From a generative AI standpoint, creating three-dimensional assets from a text prompt is a remarkably challenging task, even as generative AI gains territory rapidly in other domains. Generative AI models that produce images, like DALL-E, are part of the way there, in that they can take a relatively complicated text prompt and produce remarkable two-dimensional results. However, it’s difficult to represent three-dimensional assets in a way that is convenient for neural networks to work with. Open-AI’s Shap-E encodes three-dimensional assets into one-dimensional latents (essentially a vector) that is then an input into a conditioned diffusion model. The conditioned diffusion model works similarly to image generators, but instead of diffusing the elements of an image, elements of the encoded latent are diffused and then decoded to recover a 3D asset.

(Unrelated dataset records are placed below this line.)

PR #15, opened 2025-09-12
CI: run neovim plugin tests

toddstrader:
Going to try to run the neovim plugin test workflow in this repo.  Testing with this branch / PR.

### DIFF
--- a/.github/workflows/build.yml
+++ b/.github/workflows/build.yml
@@ -64,3 +64,22 @@ jobs:
       run: ctest --test-dir build/${{ matrix.preset }} --output-on-failure --no-tests=error -j8
       # Don't run tests on windows
       if: matrix.os != 'windows-latest'
+    # Making the neovim plugin the top-level dir below this point for busted action
+    # Moving the old checkout is easier than doing some Windows-portable rm -rf thing
+    - name: Move build
+      run: |
+        echo ${{ runner.temp }}/slang-build/bin >> $GITHUB_PATH
+        mv ${{ github.workspace }}/build/${{ matrix.preset }} ${{ runner.temp }}/slang-build
+        mv ${{ github.workspace }}/clients/neovim ${{ runner.temp }}/neovim-plugin
+        mv ${{ github.workspace }} ${{ runner.temp }}/slang-server-checkout
+        mv ${{ runner.temp }}/neovim-plugin ${{ github.workspace }}
+      working-directory: ${{ runner.temp }}
+    - name: Debug
+      run: |
+        pwd
+        ls
+    - name: Run Neovim plugin tests
+      # This should work on Windows as well, but there's some linker error
+      # that I don't feel like debugging via GH
+      if: runner.os != 'Windows'
+      uses: nvim-neorocks/nvim-busted-action@v1


clients/neovim/lua/slang-server/_core/config.lua
```diff
@@ -0,0 +1,58 @@
...
+   },
+   kinds = {
+      instance = { icon = "", hl = "SlangServerInstance" },
+      instancearray = { icon = "", hl = "SlangServerInstanceArray" },
+      scope = { icon = "󰅩", hl = "SlangServerScope" },
+      scopearray = { icon = "󰅩", hl = "SlangServerScopeArray" },
+      package = { icon = "📦", hl = "SlangServerPackage" },
+      port = {
+         input = { icon = "", hl = "SlangServerPortInput" },
+         output = { icon = "", hl = "SlangServerPortOutput" },
```
AndrewNolte: Did these icons get messed up? Or are they just weird on github?

clients/neovim/spec/example_spec.lua
```diff
@@ -0,0 +1,83 @@
...
+   assert(client)
+   -- wait for client to attach to this buffer
+   -- TODO -- something not right here, sometimes get:
+   -- vim/_editor.lua:0: nvim_exec2(): Vim:No client found
+   --
+   -- stack traceback:
+   --         vim/_editor.lua: in function 'cmd'
+   --         spec/example_spec.lua:60: in function <spec/example_spec.lua:57>
+   --
+   vim.wait(5000, function()
```
AndrewNolte: This seems a bit imprecise

toddstrader: The name is a bit misleading, but it's a timeout:
https://neovim.io/doc/user/lua.html#vim.wait()

clients/neovim/lua/slang-server/_core/config.lua
toddstrader: They're from NerdFont:
https://www.nerdfonts.com/
which is recommended by LazyVim:
https://www.lazyvim.org/

We should make a note of the dependency in the README.  I'll add that.

clients/neovim/spec/example_spec.lua
toddstrader: Also, this is test code for the plugin not the plugin code itself.  So in this case the test is just waiting for the LSP connection with `slang-server` to be set up.  The test will fail if it takes > 5 s.

toddstrader:
Pending #19

.github/workflows/build.yml
```diff
@@ -64,3 +64,22 @@ jobs:
...
       if: matrix.os != 'windows-latest'
+    # Making the neovim plugin the top-level dir below this point for busted action
+    # Moving the old checkout is easier than doing some Windows-portable rm -rf thing
+    - name: Move build
+      run: |
+        echo ${{ runner.temp }}/slang-build/bin >> $GITHUB_PATH
+        mv ${{ github.workspace }}/build/${{ matrix.preset }} ${{ runner.temp }}/slang-build
+        mv ${{ github.workspace }}/clients/neovim ${{ runner.temp }}/neovim-plugin
+        mv ${{ github.workspace }} ${{ runner.temp }}/slang-server-checkout
+        mv ${{ runner.temp }}/neovim-plugin ${{ github.workspace }}
```
toddstrader, line 75: This is a bit janky but it allows me to use the GH action below.  At some point I can deconstruct that and make something that will tolerate our subdir (or push a change to the existing action).  But for now as long as this is at the end of the build steps we should be fine.

clients/neovim/lua/slang-server/_core/config.lua
toddstrader: Resolved in #19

It would be great to show our users their freshly produced assets in the app without having to navigate to Speckle (even though our app loads the assets directly into Speckle automatically). We were close to accomplishing this, but our lack of experience implementing streamlit ultimately presented a clear stopping point given the duration of the project.
For the local asset generation, there are useful model parameters that can be considered. Shap-E can create multiple, unique inferences from a single text prompt since Shap-E is diffusion-based. Still, it would be nice for the user to have the option to generate multiple assets. Some of the finer points of the Shap-E model are also variable and can be fine-tuned to tweak the outputs. Something akin to an advanced menu that would allow the user to change default values would be of great use.
The field of state-of-the-art generative AI moves quickly. It is likely that our current implementation will become out of date and will need to be updated to keep up with advances in generating 3D assets from text prompts.
We had an idea to make an app that uses the lidar sensors on our phones to scan objects in our surroundings and send those scans to speckle. This would further integrate tech into this package in a way that would be accessible to many users.
A data abstraction that can be leveraged to fine-tune an AI model. Here, multiple images can be generated for a given prompt where a user is only allowed to select one. This abstraction can be used to store these decisions to be used to train a model further.